Required work — Please reproduce each of the entries below exactly as they appear.

Data extract —

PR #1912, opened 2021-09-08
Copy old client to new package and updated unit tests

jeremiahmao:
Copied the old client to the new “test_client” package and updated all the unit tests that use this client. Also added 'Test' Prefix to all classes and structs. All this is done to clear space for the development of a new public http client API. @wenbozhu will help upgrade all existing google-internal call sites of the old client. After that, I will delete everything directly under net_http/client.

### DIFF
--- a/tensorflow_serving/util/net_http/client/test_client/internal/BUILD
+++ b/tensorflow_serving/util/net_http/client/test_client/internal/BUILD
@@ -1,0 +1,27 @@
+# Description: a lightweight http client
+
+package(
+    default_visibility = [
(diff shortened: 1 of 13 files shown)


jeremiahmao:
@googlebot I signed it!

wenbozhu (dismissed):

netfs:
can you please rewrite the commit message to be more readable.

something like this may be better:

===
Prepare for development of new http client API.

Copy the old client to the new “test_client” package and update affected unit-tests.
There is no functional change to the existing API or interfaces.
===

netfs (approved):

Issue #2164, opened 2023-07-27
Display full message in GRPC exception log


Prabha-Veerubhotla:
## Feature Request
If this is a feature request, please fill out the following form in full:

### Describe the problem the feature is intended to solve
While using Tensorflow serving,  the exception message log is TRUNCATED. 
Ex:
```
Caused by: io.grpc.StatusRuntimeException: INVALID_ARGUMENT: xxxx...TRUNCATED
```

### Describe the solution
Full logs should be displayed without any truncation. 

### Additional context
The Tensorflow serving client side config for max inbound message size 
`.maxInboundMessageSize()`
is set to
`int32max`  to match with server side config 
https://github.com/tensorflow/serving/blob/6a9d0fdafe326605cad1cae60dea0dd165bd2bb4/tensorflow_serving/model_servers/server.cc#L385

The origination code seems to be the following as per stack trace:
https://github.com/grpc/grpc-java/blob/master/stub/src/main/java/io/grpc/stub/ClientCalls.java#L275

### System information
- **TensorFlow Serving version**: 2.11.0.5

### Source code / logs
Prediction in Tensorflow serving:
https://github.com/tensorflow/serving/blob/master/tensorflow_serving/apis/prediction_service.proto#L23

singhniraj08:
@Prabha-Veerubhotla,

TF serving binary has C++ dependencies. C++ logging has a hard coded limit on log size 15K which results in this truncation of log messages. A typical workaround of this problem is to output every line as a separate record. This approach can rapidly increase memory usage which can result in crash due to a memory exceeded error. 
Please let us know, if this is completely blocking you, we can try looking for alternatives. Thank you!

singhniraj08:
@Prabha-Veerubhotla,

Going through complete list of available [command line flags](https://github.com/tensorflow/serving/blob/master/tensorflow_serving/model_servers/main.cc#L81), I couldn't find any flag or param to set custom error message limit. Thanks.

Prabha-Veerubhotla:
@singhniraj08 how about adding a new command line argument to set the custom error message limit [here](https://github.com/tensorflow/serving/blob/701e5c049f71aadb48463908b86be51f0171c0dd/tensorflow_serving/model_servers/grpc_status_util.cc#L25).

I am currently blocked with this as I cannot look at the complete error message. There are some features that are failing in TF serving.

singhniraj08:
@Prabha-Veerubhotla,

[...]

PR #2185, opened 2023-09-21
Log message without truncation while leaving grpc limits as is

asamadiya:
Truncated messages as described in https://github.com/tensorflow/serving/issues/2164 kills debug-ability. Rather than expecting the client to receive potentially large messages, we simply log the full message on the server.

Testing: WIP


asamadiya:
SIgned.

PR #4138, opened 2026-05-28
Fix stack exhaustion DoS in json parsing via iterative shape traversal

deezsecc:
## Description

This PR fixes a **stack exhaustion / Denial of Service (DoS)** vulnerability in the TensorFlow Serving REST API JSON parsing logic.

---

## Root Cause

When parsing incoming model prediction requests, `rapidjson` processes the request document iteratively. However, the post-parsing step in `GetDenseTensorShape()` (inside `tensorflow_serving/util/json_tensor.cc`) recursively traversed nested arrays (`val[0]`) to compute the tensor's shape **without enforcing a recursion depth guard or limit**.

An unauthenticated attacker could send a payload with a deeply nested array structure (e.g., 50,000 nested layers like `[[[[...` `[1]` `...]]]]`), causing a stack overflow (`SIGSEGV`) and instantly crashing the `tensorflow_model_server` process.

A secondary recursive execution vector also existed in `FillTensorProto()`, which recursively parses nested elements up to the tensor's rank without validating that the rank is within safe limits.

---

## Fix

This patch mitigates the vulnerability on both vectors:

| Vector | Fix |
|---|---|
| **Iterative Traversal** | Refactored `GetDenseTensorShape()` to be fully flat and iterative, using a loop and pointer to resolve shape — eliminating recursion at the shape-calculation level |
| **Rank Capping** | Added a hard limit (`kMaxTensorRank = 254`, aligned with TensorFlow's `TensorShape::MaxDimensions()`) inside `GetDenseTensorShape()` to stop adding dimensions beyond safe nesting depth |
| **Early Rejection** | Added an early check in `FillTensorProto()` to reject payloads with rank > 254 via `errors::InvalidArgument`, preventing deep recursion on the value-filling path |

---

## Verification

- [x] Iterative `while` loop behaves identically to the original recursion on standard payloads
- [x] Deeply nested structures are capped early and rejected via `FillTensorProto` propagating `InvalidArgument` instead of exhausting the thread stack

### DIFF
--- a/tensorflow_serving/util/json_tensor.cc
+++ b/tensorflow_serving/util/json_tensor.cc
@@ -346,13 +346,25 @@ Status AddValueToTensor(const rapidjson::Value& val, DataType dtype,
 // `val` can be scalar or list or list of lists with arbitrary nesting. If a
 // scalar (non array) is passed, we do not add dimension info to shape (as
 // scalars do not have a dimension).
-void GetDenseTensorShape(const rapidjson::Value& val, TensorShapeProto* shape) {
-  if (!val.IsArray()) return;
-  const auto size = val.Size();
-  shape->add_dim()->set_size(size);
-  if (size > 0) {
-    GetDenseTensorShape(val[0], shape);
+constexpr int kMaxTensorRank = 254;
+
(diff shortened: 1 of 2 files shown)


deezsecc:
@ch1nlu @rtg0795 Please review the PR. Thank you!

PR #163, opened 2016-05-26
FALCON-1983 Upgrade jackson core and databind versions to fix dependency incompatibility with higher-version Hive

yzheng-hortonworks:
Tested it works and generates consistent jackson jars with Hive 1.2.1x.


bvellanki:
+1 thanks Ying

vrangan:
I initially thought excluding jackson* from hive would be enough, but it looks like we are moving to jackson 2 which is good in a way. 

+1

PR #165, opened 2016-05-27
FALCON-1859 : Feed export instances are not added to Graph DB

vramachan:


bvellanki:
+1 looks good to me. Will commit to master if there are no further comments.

Result for this exercise —
PR #1912, opened 2021-09-08
Copy old client to new package and updated unit tests

jeremiahmao:
Copied the old client to the new “test_client” package and updated all the unit tests that use this client. Also added 'Test' Prefix to all classes and structs. All this is done to clear space for the development of a new public http client API. @wenbozhu will help upgrade all existing google-internal call sites of the old client. After that, I will delete everything directly under net_http/client.

### DIFF
--- a/tensorflow_serving/util/net_http/client/test_client/internal/BUILD
+++ b/tensorflow_serving/util/net_http/client/test_client/internal/BUILD
@@ -1,0 +1,27 @@
+# Description: a lightweight http client
+
+package(
+    default_visibility = [
(diff shortened: 1 of 13 files shown)


jeremiahmao:
@googlebot I signed it!

wenbozhu (dismissed):

netfs:
can you please rewrite the commit message to be more readable.

something like this may be better:

===
Prepare for development of new http client API.

Copy the old client to the new “test_client” package and update affected unit-tests.
There is no functional change to the existing API or interfaces.
===

netfs (approved):

Issue #2164, opened 2023-07-27
Display full message in GRPC exception log


Prabha-Veerubhotla:
## Feature Request
If this is a feature request, please fill out the following form in full:

### Describe the problem the feature is intended to solve
While using Tensorflow serving,  the exception message log is TRUNCATED. 
Ex:
```
Caused by: io.grpc.StatusRuntimeException: INVALID_ARGUMENT: xxxx...TRUNCATED
```

### Describe the solution
Full logs should be displayed without any truncation. 

### Additional context
The Tensorflow serving client side config for max inbound message size 
`.maxInboundMessageSize()`
is set to
`int32max`  to match with server side config 
https://github.com/tensorflow/serving/blob/6a9d0fdafe326605cad1cae60dea0dd165bd2bb4/tensorflow_serving/model_servers/server.cc#L385

The origination code seems to be the following as per stack trace:
https://github.com/grpc/grpc-java/blob/master/stub/src/main/java/io/grpc/stub/ClientCalls.java#L275

### System information
- **TensorFlow Serving version**: 2.11.0.5

### Source code / logs
Prediction in Tensorflow serving:
https://github.com/tensorflow/serving/blob/master/tensorflow_serving/apis/prediction_service.proto#L23

singhniraj08:
@Prabha-Veerubhotla,

TF serving binary has C++ dependencies. C++ logging has a hard coded limit on log size 15K which results in this truncation of log messages. A typical workaround of this problem is to output every line as a separate record. This approach can rapidly increase memory usage which can result in crash due to a memory exceeded error. 
Please let us know, if this is completely blocking you, we can try looking for alternatives. Thank you!

singhniraj08:
@Prabha-Veerubhotla,

Going through complete list of available [command line flags](https://github.com/tensorflow/serving/blob/master/tensorflow_serving/model_servers/main.cc#L81), I couldn't find any flag or param to set custom error message limit. Thanks.

Prabha-Veerubhotla:
@singhniraj08 how about adding a new command line argument to set the custom error message limit [here](https://github.com/tensorflow/serving/blob/701e5c049f71aadb48463908b86be51f0171c0dd/tensorflow_serving/model_servers/grpc_status_util.cc#L25).

I am currently blocked with this as I cannot look at the complete error message. There are some features that are failing in TF serving.

singhniraj08:
@Prabha-Veerubhotla,

[...]

PR #2185, opened 2023-09-21
Log message without truncation while leaving grpc limits as is

asamadiya:
Truncated messages as described in https://github.com/tensorflow/serving/issues/2164 kills debug-ability. Rather than expecting the client to receive potentially large messages, we simply log the full message on the server.

Testing: WIP


asamadiya:
SIgned.

PR #4138, opened 2026-05-28
Fix stack exhaustion DoS in json parsing via iterative shape traversal

deezsecc:
## Description

This PR fixes a **stack exhaustion / Denial of Service (DoS)** vulnerability in the TensorFlow Serving REST API JSON parsing logic.

---

## Root Cause

When parsing incoming model prediction requests, `rapidjson` processes the request document iteratively. However, the post-parsing step in `GetDenseTensorShape()` (inside `tensorflow_serving/util/json_tensor.cc`) recursively traversed nested arrays (`val[0]`) to compute the tensor's shape **without enforcing a recursion depth guard or limit**.

An unauthenticated attacker could send a payload with a deeply nested array structure (e.g., 50,000 nested layers like `[[[[...` `[1]` `...]]]]`), causing a stack overflow (`SIGSEGV`) and instantly crashing the `tensorflow_model_server` process.

A secondary recursive execution vector also existed in `FillTensorProto()`, which recursively parses nested elements up to the tensor's rank without validating that the rank is within safe limits.

---

## Fix

This patch mitigates the vulnerability on both vectors:

| Vector | Fix |
|---|---|
| **Iterative Traversal** | Refactored `GetDenseTensorShape()` to be fully flat and iterative, using a loop and pointer to resolve shape — eliminating recursion at the shape-calculation level |
| **Rank Capping** | Added a hard limit (`kMaxTensorRank = 254`, aligned with TensorFlow's `TensorShape::MaxDimensions()`) inside `GetDenseTensorShape()` to stop adding dimensions beyond safe nesting depth |
| **Early Rejection** | Added an early check in `FillTensorProto()` to reject payloads with rank > 254 via `errors::InvalidArgument`, preventing deep recursion on the value-filling path |

---

## Verification

- [x] Iterative `while` loop behaves identically to the original recursion on standard payloads
- [x] Deeply nested structures are capped early and rejected via `FillTensorProto` propagating `InvalidArgument` instead of exhausting the thread stack

### DIFF
--- a/tensorflow_serving/util/json_tensor.cc
+++ b/tensorflow_serving/util/json_tensor.cc
@@ -346,13 +346,25 @@ Status AddValueToTensor(const rapidjson::Value& val, DataType dtype,
 // `val` can be scalar or list or list of lists with arbitrary nesting. If a
 // scalar (non array) is passed, we do not add dimension info to shape (as
 // scalars do not have a dimension).
-void GetDenseTensorShape(const rapidjson::Value& val, TensorShapeProto* shape) {
-  if (!val.IsArray()) return;
-  const auto size = val.Size();
-  shape->add_dim()->set_size(size);
-  if (size > 0) {
-    GetDenseTensorShape(val[0], shape);
+constexpr int kMaxTensorRank = 254;
+
(diff shortened: 1 of 2 files shown)


deezsecc:
@ch1nlu @rtg0795 Please review the PR. Thank you!

PR #163, opened 2016-05-26
FALCON-1983 Upgrade jackson core and databind versions to fix dependency incompatibility with higher-version Hive

yzheng-hortonworks:
Tested it works and generates consistent jackson jars with Hive 1.2.1x.


bvellanki:
+1 thanks Ying

vrangan:
I initially thought excluding jackson* from hive would be enough, but it looks like we are moving to jackson 2 which is good in a way. 

+1

PR #165, opened 2016-05-27
FALCON-1859 : Feed export instances are not added to Graph DB

vramachan:


bvellanki:
+1 looks good to me. Will commit to master if there are no further comments.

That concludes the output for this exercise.